▶ _RECORDED INFORMATION_:
PR #159, opened 2016-06-24
Sdk for branding and adding link to sub accounts

tanishgupta1:
This sdk will enable logo feature and links for other customers within user account.

### DIFF
--- a/qds_sdk/account.py
+++ b/qds_sdk/account.py
@@ -76,7 +76,6 @@ class AccountCmdLine:
     @staticmethod
     def branding(args):
         v= {}
-        print(args)
         v['account_id'] = args.account_id
         if args.logo_uri is not None:
             v['logo'] = {'logo_uri' : args.logo_uri }
--- a/qds_sdk/account.py
+++ b/qds_sdk/account.py
@@ -43,6 +43,15 @@ class AccountCmdLine:
             choices=["true", "false"], default="false",
             help="Use previous account plan, default: false")
         create.set_defaults(func=AccountCmdLine.create)
+
+        #branding
+        branding = subparsers.add_parser(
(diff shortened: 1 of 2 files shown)


qds_sdk/account.py
```diff
@@ -64,6 +73,25 @@ def create(args):
         result = Account.create(**v)
         return result
 
+    @staticmethod
+    def branding(args):
+        v= {}
+        print(args)
```
harshshah87: Remove the debugging statement.

qds_sdk/account.py
```diff
@@ -43,6 +43,15 @@ def parsers():
             choices=["true", "false"], default="false",
             help="Use previous account plan, default: false")
         create.set_defaults(func=AccountCmdLine.create)
+
+        #branding
+        branding = subparsers.add_parser(
```
harshshah87: Confirmation from API perspective.
1. This API overwrites the logo--uri in case there already exist one for a given account? 
2. All the three links/uri are optional. Making a blank call with just account-id will have no effect. 
3. What is the label of documentation URL?

tanishgupta1: 1. yes in api it is already checking if uri exist or not for a given account.
2.making a blank call with just account id will return status "Enter either logo or link parameters" from api.
3. label of documentation url is name of the link which user want to give.Should I change it to name of link-url ?

harshshah87: 3. I checked the controller, since even this one uses link-url, we are fine. 

Will merge the changes today.

qds_sdk/account.py
tanishgupta1: done

harshshah87:
Merged. Closing the PR.

PR #163, opened 2016-06-29
SDK-124: Fixing KeyError when run is called by code and not via cli

msumit:


harshshah87:
Merging the changes and releasing the new one.

harshshah87:
Merging the changes.

PR #167, opened 2016-08-02
Object acl changes

harshshah87:
Need an API support to set/get policy for resource level.

### DIFF
--- a/bin/qds.py
+++ b/bin/qds.py
@@ -66,7 +66,7 @@ usage_str = (
     "    update_node: update a node on a existing cluster\n"
     "    get_snapshot_schedule: get details of scheduled snapshots on a hbase cluster\n"
     "    update_snapshot_schedule: update scheduled snapshots on a hbase cluster\n"
-    "    object_policy: View/Update the access conditions for a cluster.\n"
+    "    object_policy: View/Update the access policy of a cluster.\n"
     "\nDbTap subcommand:\n"
     "  dbtap --help\n"
     "\nReport subcommand:\n"
--- a/bin/qds.py
+++ b/bin/qds.py
@@ -16,7 +16,8 @@ from qds_sdk.app import AppCmdLine
 from qds_sdk.nezha import NezhaCmdLine
 from qds_sdk.user import UserCmdLine
 from qds_sdk.template import TemplateCmdLine
-from qds_sdk.object_policy import ObjectPolicy
+from qds_sdk.object_policy import ObjectPolicyCmdLine
+from qds_sdk.cluster import ClusterObjectPolicyCmdLine
 
 import os
 import sys
@@ -373,8 +374,8 @@ def cluster_status_action(clusterclass, args):
     return 0
 
 def cluster_object_policy_action(clusterclass, args):
-    arguments = ObjectPolicy._parse_object_policy(args, "object_policy", clusterclass.__name__)
-    result = ObjectPolicy.process_object_policy(arguments)
+    arguments = ClusterObjectPolicyCmdLine._parse_object_policy(args, "object_policy", clusterclass.__name__)
+    result = ClusterObjectPolicyCmdLine.process_object_policy(arguments)
     print (json.dumps(result, indent=4))
 
 def cluster_reassign_label_action(clusterclass, args):
--- a/bin/qds.py
+++ b/bin/qds.py
@@ -65,6 +65,8 @@ usage_str = (
     "    update_node: update a node on a existing cluster\n"
     "    get_snapshot_schedule: get details of scheduled snapshots on a hbase cluster\n"
     "    update_snapshot_schedule: update scheduled snapshots on a hbase cluster\n"
+    "    get_access_control: View the access conditions for a cluster.\n"
+    "    set_access_control: Update the access conditions for a cluster.\n"
     "\nDbTap subcommand:\n"
     "  dbtap --help\n"
     "\nReport subcommand:\n"
@@ -370,6 +372,15 @@ def cluster_status_action(clusterclass, args):
     print(json.dumps(result, indent=4))
     return 0
 
+def cluster_get_access_control_action(clusterclass, args):
+    arguments = clusterclass._parse_access_control(args,"get_access_policy")
+    result = clusterclass.get_access_control(arguments.cluster_id)
+    print (json.dumps(result, indent=4))
+
+def cluster_set_access_control_action(clusterclass, args):
+    arguments = clusterclass._parse_access_control(args, "set_access_policy")
+    result = clusterclass.set_access_control(arguments.cluster_id, arguments.policy)
+    print (json.dumps(result, indent=4))
 
 def cluster_reassign_label_action(clusterclass, args):
     arguments = clusterclass._parse_reassign_label(args)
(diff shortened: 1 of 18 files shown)


bin/qds.py
```diff
@@ -65,6 +66,7 @@
     "    update_node: update a node on a existing cluster\n"
     "    get_snapshot_schedule: get details of scheduled snapshots on a hbase cluster\n"
     "    update_snapshot_schedule: update scheduled snapshots on a hbase cluster\n"
+    "    object_policy: View/Update the access conditions for a cluster.\n"
```
msumit: `conditions for` or `policies of`?

msumit:
Can you paste examples of using OACLs via cli and through a python script?

msumit:
You also have to add specs for `object_policy` model and its interaction via `clusters`..

harshshah87:
Command line usage:


# Update a policy:
qds.py --url="https://api.qubole.net/api" --token="$API_TOKEN" cluster object_policy update --cluster-id 201 --policy "[{\"access\": \"allow\", \"action\": [\"all\"], \"condition\": {\"qbol_users\": [55]} }]"
{
    "message": "Policy saved successfully.",
    "id": 2,
    "success": true
}

#get a policy
qds.py --url="https://api.qubole.net/api" --token=“$AUTH_TOKEN” cluster object_policy get --cluster-id 201
{
    "policy": [
        {
            "access": "allow",
            "action": [
                "all"
            ],
            "condition": {
                "qbol_users": [
                    55
                ]
            }
        }
    ],
    "id": 1
}



Sample python script to update and get a policy. Output will be similar to the one above.
========================================================================
from qds_sdk.object_policy import ObjectPolicy
from qds_sdk.cluster import Cluster
from qds_sdk.qubole import Qubole
import json

token = “YOUR_TOKEN”
Qubole.configure(api_token=token, version="latest", api_url="https://api.qubole.net/api")
policy = """  [{\"access\": \"allow\", \"action\": [\"all\"], \"condition\": {\"qbol_users\": [55]} }]  """
print ObjectPolicy.update_object_policy(201, Cluster.__name__, policy)
print ObjectPolicy.get_object_policy(201, Cluster.__name__)
========================================================================

qds_sdk/object_policy.py
```diff
@@ -0,0 +1,69 @@
...
+        update_parser.add_argument("--policy", required = True,
+                                    help="Policy Statement example '[{\"access\":\"deny\", \"action\":"
+                                         " [\"all\"], \"condition\": {\"qbol_users\": [user_id,], \"qbol_groups\": [group_ids,]} }]")
+        arguments = argsParser.parse_args(args)
+        return arguments
+
+    @classmethod
+    def process_object_policy(cls, arguments):
+        if arguments.cmd == "get":
+            return cls.get_object_policy( arguments.id, arguments.source_type)
```
msumit: lets switch the agrs position, `source_type` should come before then `source_id`

qds_sdk/object_policy.py
```diff
@@ -0,0 +1,69 @@
...
+
+    @classmethod
+    def _parse_object_policy(cls, args, action, object):
+        """
+        Args:
+            `args`: sequence of arguments
+            `action` : "get_object_policy" or "update_object_policy"
+
+        Returns:
+            Object that contain cluster parameters
```
msumit: does it return `cluster` parameters? or policy information?

msumit:
@harshshah87 can u paste the output of `help` text when user interacts on `cli`? I mean this `qds.py  --token="$API_TOKEN" cluster object_policy --help`

harshshah87:
qds.py --url="https://larva.qubole.net/api" --token="$token" cluster object_policy
usage: Cluster object_policy [-h] {get,update} ...

positional arguments:
  {get,update}
optional arguments:
  -h, --help    show this help message and exit

qds_sdk/object_policy.py
harshshah87: Should be a dictionary which has parsed command line argument.

msumit:
lgtm.. but we need some more eyes.. @vrajat @itsvikramagr

tests/test_cluster.py
```diff
@@ -2285,5 +2285,22 @@ def test_update(self):
         with self.assertRaises(SystemExit):
             qds.main()
 
+class TestClusterACL(QdsCliTestCase):
+    def test_get_object_policy(self):
+        sys.argv = ['qds.py', 'cluster', 'object_policy', 'get', '--cluster-id', '1001']
+        print_command()
+        Connection._api_call = Mock(return_value={})
+        qds.main()
+        Connection._api_call.assert_called_with('GET', 'object_policy/get_object_policy', params ={'source_id':'1001',
```
vrajat: I dont this will work. `get_object_policy` is not required in the URL. Have you tested it for real ? If it does then the API design is wrong. It should just be `GET object_policy`

tests/test_cluster.py
```diff
@@ -2285,5 +2285,22 @@ def test_update(self):
         with self.assertRaises(SystemExit):
             qds.main()
 
+class TestClusterACL(QdsCliTestCase):
+    def test_get_object_policy(self):
+        sys.argv = ['qds.py', 'cluster', 'object_policy', 'get', '--cluster-id', '1001']
```
vrajat: why is `cluster` required in `--cluster-id` ? You've already specified `cluster` why do it twice ? Also I dont like the way the command line is setup. Maybe the recommendation is completely broken across the SDK. However, the preferred pattern is 

    qds.py object action [args]


With that pattern, it should be

    qds.py cluster get_object_policy --id

vrajat:
I prefer different design. I dont know enough about `ObjectPolicy`. I am assuming that different objects support policy and therefore you have tried to abstract it out. `Cluster` class is not the best designed. Check out `Scheduler` or `User` etc. They are split into `Scheduler` and `SchedulerCmdLine` or `User` and `UserCmdLine`. My point is that there is no use trying to abstract out this functionality for a class like 'Cluster`. 

Instead what I suggest is you put the code for cluster into cluster and not put it in a different class. 
Then, you create a `PolicyCmdLine` and `PolicyResource(Resource)` base classes which well-designed classes like `Scheduler` or `User` can inherit from. For e.g. their definition will look like:

    SchedulerCmdLine(PolicyCmdLine)
    ...
    ...

    Scheduler(PolicyResource)
    ...
    ...

tests/test_cluster.py
harshshah87: get_object_policy is required. and just "GET  object_policy" returns 500 error. @msumit

tests/test_cluster.py
harshshah87: I can make it --id. It makes more sense too.

tests/test_cluster.py
msumit: `get/update/delete_object_policy` methods are for UI, as UI didnt wanted to do 2 calls for a proper CRUD. We do've proper CRUD apis available for Object_policy as well. So idle calls chain would be like `GET cluster/:cid/object_policy` and then `GET object_policy/:opid`.. but as we didn't added those `get object_policy` methods to all the resources, what @harshshah87 did is fine.

harshshah87:
@vrajat I am still thinking into why do we definitely need two different classes. Is the reason that command line code should be different as they are not supposed to be used by the sdk.

If i can improvise the suggestion a little more, we want the base class Resource class to support policy by default (this is instead of keeping a middle hop like PolicyResource)?

The way I saw it is object policy is a different API exposed and we should have a different class. For command line, it parses based on the subcommand which will be treated as object.

tests/test_cluster.py
vrajat: IMO, SDK should use proper REST calls. Not UI calls. There should be a very good reason to break design patterns.

vrajat:
You should extend `Resource` class only if all objects are ready to support the policy object. If thats true, then its fine. However, I am assuming not all the objects support it. 

Re: different object. I am not sure of the API design. Should it have been nested into each object or should it be first level with source id/source_type ? I wasnt part of the discussions.

However, the command line you have designed is completely different. Instead it should have been:

    qds.py policy show --type cluster --id <id>

harshshah87:
object_policy will be part of clusters, and hence it needs to be accessed using the clusters command line. So we are not going to have a separate command line for policy. I think UI also does the same thing where you go to the policy via the clusters.

So the ask here is, clusters should have the update and get API exposed and the command line for clusters should be parsing the arguments. Is this the recommendation?  If we do both things, there will be some code duplication (each object parser will need to support the command line arguments). I will need to find a way to avoid it then.

vrajat:
The way to avoid code duplication is to have PolicyResource and
PolicyCmdLine which can be inherited by others. But hard-code it for
clusters because clusters unfortunately does not follow the
Resource/CmdLine pattern.

Also you should not be using UI end points but REST end points.

PR #176, opened 2016-11-10
Doc:updating doc for macros

akhileshmaurya:


harshshah87:
We do not want to update the help file with very specific example. The command line help will be available for this: `qds.py --token=$TOKEN hivecmd run help`

PR #179, opened 2016-12-02
Integrating the new api call to get account credentials

anumahadevan:
Modified the credentials_rest_entity_path in accounts class to adhere to the new Api.(https://azureqa.qubole.net/api/v1.2/accounts/creds). Also fixed small copy paste issues in set_cloud_config function for ClusterInfoV2 class and also removed the overrided set_node_config temporarily. The set_node_config should be implemented again as part of taking in the v2 api changes.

▶ _EXERCISE OBJECTIVE_: If a line in the entries holds the word "parameters", count it. Report the total only.

▶ _YOUR SOLUTION_: 3